In estimating the sheer impact of these deaths and other racial challenges, using a counterfactual population modeling method I developed based on U.S. Census Bureau data and the United Nations Department of Economic and Social Affairs, it is possible to posit a conservative estimate to begin to examine the “what if” analysis. Based on birth rates, death rates, and migration trends, creating a picture of what was stolen from our past helps determine a grounded estimate of a power never allowed to come to fruition.
The two million deaths during the Middle Passage, two- to four-million deaths during slavery, and 200,000 to 500,000 lives lost to lynching and suppressed births brings us to around five to six and a half million people.
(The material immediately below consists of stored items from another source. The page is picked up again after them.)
Issue #620, opened 2019-01-23
Doctest failure when running all tests at once


nmattia:
The following error shows up somewhat regularly:

```
[nix-shell:~/projects/tweag/rules_haskell]$ bazel test //tests/...
INFO: Invocation ID: 87a10bac-b772-461b-93c6-e0e5e0199bb8
INFO: Analysed 204 targets (0 packages loaded, 0 targets configured).
INFO: Found 132 targets and 72 test targets...
ERROR: /home/nicolas/projects/tweag/rules_haskell/tests/haskell_doctest/BUILD:40:1: error executing shell command: '/nix/store/pawkx6zfnj59zvpa0hkrrqin9f9iwika-bash/bin/bash -c
        export LANG=en_US.UTF-8
export LOCALE_ARCHIVE=external/glibc_locales/lib/locale/locale-archive
        external/hackage-doctest...' failed (Exit 1) bash failed: error executing command /nix/store/pawkx6zfnj59zvpa0hkrrqin9f9iwika-bash/bin/bash -c ... (remaining 57 argument(s) skipped)

Use --sandbox_debug to see verbose messages from the sandbox
doctest: /run/user/1001/.doctest-6: createDirectory: already exists (File exists)
```

It can be worked around by specifying `--jobs=1` but this makes running the tests take close to forever.

CC @gdeest

nmattia:
Note: another work around is to comment out those lines: https://github.com/tweag/rules_haskell/blob/f7b355a9c5da4e0b81fc60bc963cd78f0dc4fe0b/tests/BUILD#L174-L181

gdeest:
It looks like `doctest` uses the process' ID to generate its temp directory:

https://github.com/sol/doctest/blob/1cc1902b602ed3c6cf9a1c8c2144acb27435dc17/src/Extract.hs#L146

and brackets around that with createDirectory / removeDirectoryRecursive, so it's a bit confusing that multiple tests (seemingly) attempt to create the same directory.

gdeest:
Hmmm, Linux sandboxing support a mechanism of PID namespacing. This might explain it.

gdeest:
@nmattia Could you try the `fix-doctest` branch and tell me how it fares ?

Profpatsch:
Fixed by #622. If not, please reopen.

Issue #616, opened 2019-01-23
buildifier-fix broken On NixOS


gdeest:
`buildifier-fix` is currently broken for me on `master`:

```
[huginn@frigg:~/code/rules_haskell]$ git rev-parse HEAD
f7b355a9c5da4e0b81fc60bc963cd78f0dc4fe0b

[huginn@frigg:~/code/rules_haskell]$ nix-shell --pure

[nix-shell:~/code/rules_haskell]$ bazel run //:buildifier-fix
INFO: Invocation ID: 8358a809-d09f-4a46-9398-2628f8615597
ERROR: /home/huginn/.cache/bazel/_bazel_huginn/ef11f29d626b5c3fd8622d2529b44540/external/go_sdk/BUILD.bazel:36:12: in libs attribute of go_sdk rule @go_sdk//:go_sdk: '@go_sdk//:libs' does not produce any go_sdk libs files (expected .a)
ERROR: /home/huginn/.cache/bazel/_bazel_huginn/ef11f29d626b5c3fd8622d2529b44540/external/go_sdk/BUILD.bazel:37:15: in headers attribute of go_sdk rule @go_sdk//:go_sdk: '@go_sdk//:headers' does not produce any go_sdk headers files (expected .h)
ERROR: Analysis of target '//:buildifier-fix' failed; build aborted: Analysis of target '@go_sdk//:go_sdk' failed; build aborted
INFO: Elapsed time: 4.525s
INFO: 0 processes.
FAILED: Build did NOT complete successfully (6 packages loaded, 8 targets configured)
FAILED: Build did NOT complete successfully (6 packages loaded, 8 targets configured)

[nix-shell:~/code/rules_haskell]$ uname -a
Linux frigg 4.14.82 #1-NixOS SMP Wed Nov 21 08:24:18 UTC 2018 x86_64 GNU/Linux
```

cc @nmattia

mboes:
Cannot reproduce. You're in a `nix-shell`, and I'm trying the exact same commit as you. That's worrying... I know this should not be a solution, but try `bazel clean --expunge`? If that works then it's a bug, but likely a bug upstream in rules_go (hence would need to file a ticket there). I really don't see how this kind of hermeticity issue would creep in, however.

gdeest:
Indeed, `clean --expunge` seems to have solved it. Might be hard to reproduce …

PR #622, opened 2019-01-23
Disable sandboxing on doctest tests to prevent race condition

gdeest:
There are occasional race conditions issues on Linux with doctest tests. The issue seems related to sandboxing (cf. #620 ).

This PR fixes this issue by selectively disabling sandboxing on those tests.

### DIFF
--- a/haskell/doctest.bzl
+++ b/haskell/doctest.bzl
@@ -183,15 +183,15 @@ def _haskell_doctest_single(target, ctx):
             hs.env,
         ),
         execution_requirements = {
-          # Prevents a race condition among concurrent doctest tests on Linux.
-          #
-          # The reason is that the doctest process uses its own PID to determine the name
-          # of its working directory. In presence of PID namespacing, this occasionally results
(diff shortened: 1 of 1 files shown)


gdeest:
CI currently read because of linter. I can't run `buildifier-fix` locally (cf. #616 ).

regnat:
Isn't there a cleaner solution for fixing these tests? I remember we had the same issue with haddock and we could fix it by explicitely specifying the temp directory. Isn't it something that we can fix the same way?

gdeest:
@regnat 

Indeed, I am not too happy about it either, but `doctest` does not support being passed an explicit directory. I have filed an issue here: https://github.com/sol/doctest/issues/219

In the mean time, disabling sandboxing for those tests seems reasonable to me, but I am open to better ideas.

mboes:
@gdeest could you include a link to the issue you created in the source code? That way if it gets fixed then we'll eventually move the code to a cleaner solution.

When extended across generations based on population trends, a modest estimate concludes forty to seventy million Black people were never able to exist in this country. That is not just a moral tragedy. It is a political one.
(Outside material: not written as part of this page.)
PR #624, opened 2019-01-23
Setup the appropriate host_platform configuration when using nix shell

NinjaTrappeur:
We currently cannot build rules_haskell using the default nix shell script alone. We either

Representation in the United States is tied to population. Today, one seat in the House of Representatives represents roughly 760,000 people. That means the absence of forty to seventy million people equates to approximately fifty to ninety seats in Congress, which is also fifty to ninety votes in the electoral college. Those numbers alone are more than enough to reshape national policy and dictate the outcome of presidential elections. Especially in the South.
Yet, it does not stop there. Forced displacement also dilutes power. Between 1910 and 1970, approximately six million Black people fled the South during the Great Migration. People left not by choice, but under the pressures of escaping racial violence, economic exclusion, and systemic disenfranchisement.
Those six million people, and their descendants, now numbering perhaps twenty to twenty-five million using Census growth rates, shifted political power out of the South and into other regions. Congressional seats moved. Electoral votes moved. Representation moved. In total, the South did not just lose population, it lost political power that had been systematically suppressed, extracted, and redistributed.
Taken together, these forces—death and suppressed life under slavery, racial terror, and forced migration—produced a profound distortion in American democratic existence. They determined where power resides. They determined which communities would have a voice, and which would not.
And yet, when we debate voting rights today, we rarely acknowledge this history. We argue over access to the ballot, but we ignore the millions who were denied the chance to ever hold one in their hands.
What does an America with forty to seventy million more descendants of Black people look like? What would the South look like if it had developed with a large, protected Black electorate instead of one diminished by violence and displacement?
What would our elections look like if the descendants of those lost millions were voting today?
While these are questions that cannot explicitly be answered, they should garner deep thought and reflection. One answer that is certain, however, is the system in which we operate in the United States is not and never has been neutral. It is the byproduct of deliberate policies and sustained violence—choices about who would be allowed to live, to stay, and to belong.
When we talk about voter suppression, we should be clear. It did not begin with modern laws or recent court decisions. It is embedded in the foundation of this country.
The most enduring form of voter suppression in American history is not just about restricting access to the ballot. It is about ensuring that millions would never exist to cast one.
As this country continues to seemingly move backward, it is worth thinking about where we would be if so many of us had been allowed to live. The biggest “what if.”